Michel Barnier ist zu Gast bei The Global Conversation: Ein "Savoyarde", ein ehemaliger französischer Minister, ein ehemaliger EU-Kommissar und vor allem der Brexit-Chefunterhändler mit Großbritannien. Ein Mann, der mit seinem Team ein historisches Abkommen ausgehandelt hat, das Scheidungsabkommen mit Großbritannien. Das Gespräch wurde am 1. Juli in Lyon geführt.

Tagebuch zum Brexit

Euronews-Reporter Christophe Garach:

Sie haben ein Tagebuch geschrieben, um die Geschichte jener 1600 Tage des Feilschens und der schmutzigen Tricks zu erzählen, in denen Sie mit Ihren britischen Kollegen um eine Einigung gerungen haben. Mit welchem Wort würden sie gut sechs Monate nach dem Ende der Verhandlungen all diese Jahre, die Entmutigung, die Erleichterung, die Sorge, die Verärgerung beschreiben?

Michel Barnier:

Welches Wort charakterisiert nach sechs Monaten die Verhandlung? Ich würde sagen: Hartnäckigkeit und Respekt. Und: Wachsamkeit, denn diese Vereinbarung lohnt sich, wenn sie umgesetzt, wenn sie respektiert wird. Im zweiten Abkommen, das wir für die zukünftigen Beziehungen geschlossen haben, haben beide Seiten Bedenken bezüglich der Fischerei.

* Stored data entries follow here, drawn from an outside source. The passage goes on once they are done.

PR #2627, opened 2026-03-26
Defer default model validation until after extensions register

### LINKED ISSUE #2626: Extension-provided models silently overwritten on startup
## Problem

When a user sets an extension-provided model (e.g. `claude-code/claude-sonnet-4-6`) as their default in `settings.json`, it gets silently overwritten on every startup to a built-in fallback model.

## Root Cause

**File:** `src/cli.ts` lines 368-398

The startup model validation runs **before** `createAgentSession()`, which is where extensions register their models in the `ModelRegistry`. At validation time, extension-provided models don't exist in `modelRegistry.getAll()`, so `configuredExists` is always `false` for any extension model. The fallback logic then overwrites the user's choice.

```typescript
// Line 374 — runs BEFORE extensions load
const allModels = modelRegistry.getAll()  // extension models not registered yet
const configuredExists = configuredProvider && configuredModel &&
  allModels.some((m) => m.provider === configuredProvider && m.id === configuredModel)

if (!configuredModel || !configuredExists) {
  // Overwrites the user's valid extension model choice
  settingsManager.setDefaultModelAndProvider(preferred.provider, preferred.id)
}
```

## Reproduction

1. Set `defaultProvider: "claude-code"` and `defaultModel: "claude-sonnet-4-6"` in `~/.gsd/agent/settings.json`
2. Start `gsd`
3. Observe the status bar shows a different model (e.g. `gemini-1.5-flash` or whatever the fallback resolves to)
4. Check `settings.json` — the values have been overwritten

## Affected Providers

Any model registered via extension `registerProvider()` with `authMode: "externalCli"` or similar:
- `claude-code` (Claude Code CLI provider)
- `google-gemini-cli`
- Any custom extension-provided models

## Proposed Fix

Extract the validation into a function and call it **after** `createAgentSession()` in both the print-mode and interactive-mode paths. This ensures extension models are registered in the `ModelRegistry` before the validation checks for their existence.

PR incoming from fork.

cristianuibar:
## Summary

- Fixes #2626 — extension-provided models (e.g. `claude-code`) silently overwritten on every startup
- Extracts startup model validation into `validateDefaultModel()` function
- Calls it after `createAgentSession()` in both print and interactive mode paths, so extension models are registered before validation runs

## Root Cause

The startup model validation at `src/cli.ts:368-398` ran before `createAgentSession()`, which is where extensions call `registerProvider()` to add their models to the `ModelRegistry`. Any extension model set as default (e.g. `claude-code/claude-sonnet-4-6`) would fail the `configuredExists` check and get overwritten by the fallback logic.

## Changes

**`src/cli.ts`** — single file, minimal diff:
1. Replaced inline validation block with `validateDefaultModel()` function (same logic, no behavior change)
2. Added call after `createAgentSession()` in print-mode path (line ~460)
3. Added call after `createAgentSession()` in interactive-mode path (line ~595)

## Test plan

- [ ] Set `defaultProvider: "claude-code"` and `defaultModel: "claude-sonnet-4-6"` in `~/.gsd/agent/settings.json`
- [ ] Start `gsd` — verify status bar shows `(claude-code) claude-sonnet-4-6`
- [ ] Restart `gsd` — verify the setting persists (not overwritten)
- [ ] Remove the `defaultModel` field entirely — verify fallback logic still picks a valid model
- [ ] Set a non-existent model (e.g. `fake-provider/fake-model`) — verify fallback still works
- [ ] Test `gsd --print "hello"` — verify print mode also validates correctly

### DIFF
--- a/src/cli.ts
+++ b/src/cli.ts
@@ -367,38 +367,37 @@ if (cliFlags.listModels !== undefined) {
 
 // Validate configured model on startup — catches stale settings from prior installs
 // (e.g. grok-2 which no longer exists) and fresh installs with no settings.
-// Only resets the default when the configured model no longer exists in the registry;
-// never overwrites a valid user choice.
-const configuredProvider = settingsManager.getDefaultProvider()
-const configuredModel = settingsManager.getDefaultModel()
-const allModels = modelRegistry.getAll()
-const availableModels = modelRegistry.getAvailable()
-const configuredExists = configuredProvider && configuredModel &&
-  allModels.some((m) => m.provider === configuredProvider && m.id === configuredModel)
-const configuredAvailable = configuredProvider && configuredModel &&
-  availableModels.some((m) => m.provider === configuredProvider && m.id === configuredModel)
+// Deferred to after createAgentSession so extension-provided models (e.g. claude-code)
+// are registered in the model registry before validation runs.
+function validateDefaultModel(): void {
+  const cfgProvider = settingsManager.getDefaultProvider()
+  const cfgModel = settingsManager.getDefaultModel()
+  const all = modelRegistry.getAll()
+  const available = modelRegistry.getAvailable()
+  const exists = cfgProvider && cfgModel &&
+    all.some((m) => m.provider === cfgProvider && m.id === cfgModel)
 
-if (!configuredModel || !configuredExists) {
-  // Model not configured at all, or removed from registry — pick a fallback.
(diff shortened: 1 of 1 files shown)


cristianuibar:
Closing in favor of #1923 which fixes the same root cause (extension model validation timing) but is more comprehensive — it also flushes `pendingProviderRegistrations` in `createAgentSession()` before `findInitialModel()` runs, and fixes `--list-models` to show extension-registered models.

PR #2637, opened 2026-03-26
perf: auto-mode throughput and parallelism optimizations

0xLeathery:
## Summary

- **Dirty-flag cache invalidation** — pre-dispatch skips cache clear when nothing changed since last write, letting the 2s TTL cache serve repeated deriveState calls within an iteration (438x speedup for warm hits)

Und dann der Punkt Irland, wo die Briten versuchen, sich zu distanzieren.

Euronews:

Darüber sprechen wir noch.

Keine schmeichelhaften Porträts

Euronews:

Sie beschreiben eine Reihe von manchmal nicht sehr schmeichelhaften Porträts von Ihren Gesprächspartnern, man spürt, dass sie genervt waren von ihren Lügen, ihren Tiefschlägen, ihrer Art, den wirklichen Fragen auszuweichen. Unter all diesen Porträts, all diesen Persönlichkeiten, die Sie getroffen haben, welche sind die, die sie am schlechtesten in Erinnerung haben?

Michel Barnier:

Lieber spreche ich davon, dass ich zum Beispiel Respekt vor Olly Robbins habe. Er war der europäische Berater von Frau May. Ich habe großen Respekt vor Theresa May selbst, die mutig und hartnäckig war. Und dann höre ich lieber auf, über Leute zu sprechen. Vielleicht haben Sie ja Gelegenheit, das Buch zu lesen.

Euronews:

Bei der Lektüre Ihres Buches mit dem Titel "Die große Illusion - Geheimes Tagebuch des Brexits" gewinnt man tatsächlich den Eindruck, dass nichts zu Ende ist. Dass die Brexit-Bedingungen gerade anfangen sich auszuwirken. Dass man noch abwarten muss. Man weiß, dass es in den vergangenen Wochen bereits Reibungen gab. Wir sprachen über den Wurstkrieg zwischen der Europäischen Union, die Grenzfrage zwischen Nordirland und Irland, über den Hummerkrieg in Jersey mit den französischen Fischern, ist das erst der Anfang?

Michel Barnier:

Es ist der Anfang einer neuen Beziehung mit einem Land, das gegangen ist, das aus der EU austreten wollte. Nicht wir sind es, die gehen, sondern sie haben die Europäische Union und den Binnenmarkt verlassen, und das hatte viele Konsequenzen, die auf britischer Seite nicht gut abgeschätzt oder zumindest nicht gut erklärt worden sind. Ich bin zuversichtlich, dass dieses großartige Land seine Unterschrift respektieren wird, auch wenn es Absichten gibt, die ich nur schwer nachvollziehen kann. Denn wenn man die Dinge ins rechte Licht rückt, ist das Wichtigste für die Briten, eine gute Beziehung zur EU zu entwickeln, einem großen Nachbarn, einem Markt mit 450 Millionen Verbrauchern. Wenn sie ihre Unterschrift infrage stellen würden, wäre das sehr schlecht für das Vertrauen, das wir brauchen.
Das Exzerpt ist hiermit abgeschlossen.